ISBN: 978-1-62040-754-7
CHAPTER 1
THE MARINE I KNEW
I'm running through the desert. I know it by the sound of my breath.
Caustic air scours my lungs as I settle into a panting cadence opposite the rhythm of the rifle bouncing against my chest. My flak jacket doesn't quite fit. The straps float an inch off my shoulders, bringing thirty pounds of armor plate down hard against my spine each time a bootheel strikes hard-packed dirt. The Kevlar around my neck traps sweat and grime that froths into an abrasive paste. I feel patches of skin behind my ears start to rub away.

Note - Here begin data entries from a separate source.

PR #2140, opened 2017-05-03
INT-4258: Redis: Make ZADD INCR false by default

artembilan:
JIRA: https://jira.spring.io/browse/INT-4258

Since Redis `ZADD` command doesn't perform incrementation by default,
it should be consistent in the `RedisStoreWritingMessageHandler` as well

* Make a default behavior of the `RedisStoreWritingMessageHandler`
regarding `INCR` option as `false`
* Provide some performance refactoring for the
`RedisStoreWritingMessageHandler`  moving the code to Java 8 style
and using `FunctionExpression`
* Fix tests according to the changed default behavior

### DIFF
--- a/spring-integration-redis/src/main/java/org/springframework/integration/redis/outbound/RedisStoreWritingMessageHandler.java
+++ b/spring-integration-redis/src/main/java/org/springframework/integration/redis/outbound/RedisStoreWritingMessageHandler.java
@@ -75,11 +75,9 @@ import org.springframework.util.NumberUtils;
  */
 public class RedisStoreWritingMessageHandler extends AbstractMessageHandler {
 
-	private final Expression zsetIncrementScoreExpression =
+	private Expression zsetIncrementScoreExpression =
 			new FunctionExpression<Message<?>>(m ->
 					m.getHeaders().get(RedisHeaders.ZSET_INCREMENT_SCORE));
-
-	private volatile StandardEvaluationContext evaluationContext;
 
 	private volatile Expression keyExpression =
 			new FunctionExpression<Message<?>>(m ->
@@ -90,6 +88,8 @@ public class RedisStoreWritingMessageHandler extends AbstractMessageHandler {
 					m.getHeaders().get(RedisHeaders.MAP_KEY));
 
 	private volatile boolean mapKeyExpressionExplicitlySet;
+
+	private volatile StandardEvaluationContext evaluationContext;
 
 	private volatile RedisTemplate<String, ?> redisTemplate = new StringRedisTemplate();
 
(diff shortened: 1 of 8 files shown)


spring-integration-redis/src/main/java/org/springframework/integration/redis/outbound/RedisStoreWritingMessageHandler.java
```diff
@@ -72,22 +69,25 @@
...
  * @since 2.2
  */
 public class RedisStoreWritingMessageHandler extends AbstractMessageHandler {
 
-	private final Log logger = LogFactory.getLog(this.getClass());
-
 	private final Expression zsetIncrementScoreExpression =
-			new SpelExpressionParser().parseExpression("headers." + RedisHeaders.ZSET_INCREMENT_SCORE);
+			new FunctionExpression<Message<?>>(m ->
+					m.getHeaders().get(RedisHeaders.ZSET_INCREMENT_SCORE));
```
garyrussell: Not a part of this PR but why is this even an `Expression`? It's not configurable by the user at all.

... time passes ...

>* Fixed logic in RedisCollectionPopulatingMessageHandler to ensure that RedisHeaders.ZSET_INCREMENT_SCORE can be passed as Boolean true/false as well as String true/false. The current solution is based on relyiong oin ConversionService registered with SpEL Context (see RedisCollectionPopulatingMessageHandler.extractZsetIncrementHeader method). This way other types could be supported without introducing any code changes.

Interesting way to achieve that result.

Maybe we should just add a setter to allow the user to specify his own expression.

spring-integration-redis/src/main/java/org/springframework/integration/redis/outbound/RedisStoreWritingMessageHandler.java
```diff
@@ -284,49 +277,48 @@ private void writeToZset(RedisZSet<Object> zset, final Message<?> message) throw
...
 			}
 		}
 		else {
-			this.incrementOrOverwrite(ops, payload, this.determineScore(message), zsetIncrementHeader);
+			incrementOrOverwrite(ops, payload, this.determineScore(message), zsetIncrementHeader);
 		}
 	}
 
 	private boolean extractZsetIncrementHeader(Message<?> message) {
 		if (message.getHeaders().containsKey(RedisHeaders.ZSET_INCREMENT_SCORE)) {
```
garyrussell: If we open up the expression for user specification, this if test would have to go inside the default `FunctionExpression`.

garyrussell (commented):
That's all; WDYT about allowing user expressions?

garyrussell:
Needs a what's new/migration update.

artembilan:
I wonder what happened to GitHub: I don't have notification about your review 😕

artembilan:
Also see Migration Guilde: https://github.com/spring-projects/spring-integration/wiki/Spring-Integration-4.3-to-5.0-Migration-Guide#redisstorewritingmessagehandler

garyrussell:
Merged as 47433754b8acf5086a18f8658346465171cfb9cc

The afternoon sun washes out my vision; other senses compensate. Desiccated shrubs strewn with garbage bags and empty plastic bottles crunch under my boots. Farther up my body, the gear clipped to my webbing clatters like a tinker's cart. The tourniquet I always keep in easy reach of my left hand taps against my uniform blouse. Thirty-round magazines rattle in ammunition pouches around my waist. Thirty-round capacity, but never loaded with more than twenty-eight, I know. Save the spring. Prevent jams.

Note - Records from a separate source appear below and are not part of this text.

PR #2143, opened 2017-05-04
INT-4270: Make MessageChannels CGLib-Compatible

garyrussell:
JIRA: https://jira.spring.io/browse/INT-4270

Remove `final` modifiers from channel methods and make `private` methods `protected`.

Since Spring Boot 2.0 now uses `proxyTargetClass=true` by default (and has done that for
transactional proxies since 1.4), we must relax these restrictions so that CGLib can
proxy channels (which is often done to make subflows run in a transaction).

__cherry-pick to 4.3.x__

### DIFF
--- a/spring-integration-amqp/src/main/java/org/springframework/integration/amqp/channel/PublishSubscribeAmqpChannel.java
+++ b/spring-integration-amqp/src/main/java/org/springframework/integration/amqp/channel/PublishSubscribeAmqpChannel.java
@@ -1,5 +1,5 @@
 /*
- * Copyright 2002-2016 the original author or authors.
+ * Copyright 2002-2017 the original author or authors.
  *
  * Licensed under the Apache License, Version 2.0 (the "License");
  * you may not use this file except in compliance with the License.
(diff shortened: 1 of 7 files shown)


artembilan:
I can merge, of course, but shouldn't we have some tests to prove that we haven't missed something to open else?
Thanks

garyrussell:
Actually, the `private` is ok since it's only called by the delegate; it's just the `final` that's the problem; reverting those.

I am not sure what you mean about tests.

However, I do think we need to look at endpoints, especially `MessageHandler`s too.

artembilan:
I'm fine with relaxing our `final` policy.
Although we should keep in mind those called from ctors...

I mean tests with the CGLib mode. Since we haven't caught this before I guess we don't have any `proxy-target-class= true`  tests on the matter...

garyrussell:
Good point; ok; will rework and create tests - I am not sure if we can satisfy both requirements (only final setters from ctors and CGLib-compatible) - I somehow doubt it.

garyrussell:
Closing for now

It all moves with me in a way so familiar, so exact, that for a moment I think this could only be real.
My eyes adjust and I see the convoy in front of me. Four Humvees and two seven-ton trucks. I understand suddenly, and with queasy certainty, why I'm running. I need to warn them about the pressure switch, hidden in a crack in the road. It's a length of surgical tubing stitched through with copper wire. The driver won't see it. They don't have a chance.
The lead Humvee rolls over the crack. The front tire collapses the tubing. Wires touch. Voltage from a hidden battery reaches a length of detonation cord wrapped around artillery shells, buried with jugs of gasoline and soap chips.
I wave my arms, a heartbeat before the whole nasty serpent shrieks to life, and fill my lungs to cry out.
And then, like always, I wake up.
I kick the sheets from my small mattress and search across the dim corners of my studio apartment. Thin bands of morning sun seep through the window blinds. I'm still tired. I consider going back to sleep, but the nine empty beer bottles on the kitchenette counter promise me I'll only twist and groan, searching for a position that might ease my headache without putting additional pressure on my bladder. Better to get up and face it.
It's a trade-off, drinking to fall asleep. I used to come out ahead in the bargain, but lately I've hit a point of diminishing returns. Three or four won't do the job anymore. Worse, I've taken to rich, hoppy craft brews that I supposed would make me feel better about the whole sad routine. No committed drunk would waste money on topflight beer, right? I'm a young gentleman. A distinguished veteran entitled to some relaxation during this brief, graduate-school interlude, after which I'll emerge fully formed into the business world, armed with a new vocabulary by which to describe the more intense flavors of these nice, heavy ales. The hangovers are more intense, too. A price to pay for the sake of my self-respect, certainly. And with self-respect in mind, I decide to punish myself with a long run.
The air carries an unfamiliar chill. It's the first morning of true winter in New Orleans. Dew clings to the cool grass of the St. Charles neutral ground. I weave to avoid the green streetcars. The damage bleeds away, and pushing into a fourth mile, I feel good.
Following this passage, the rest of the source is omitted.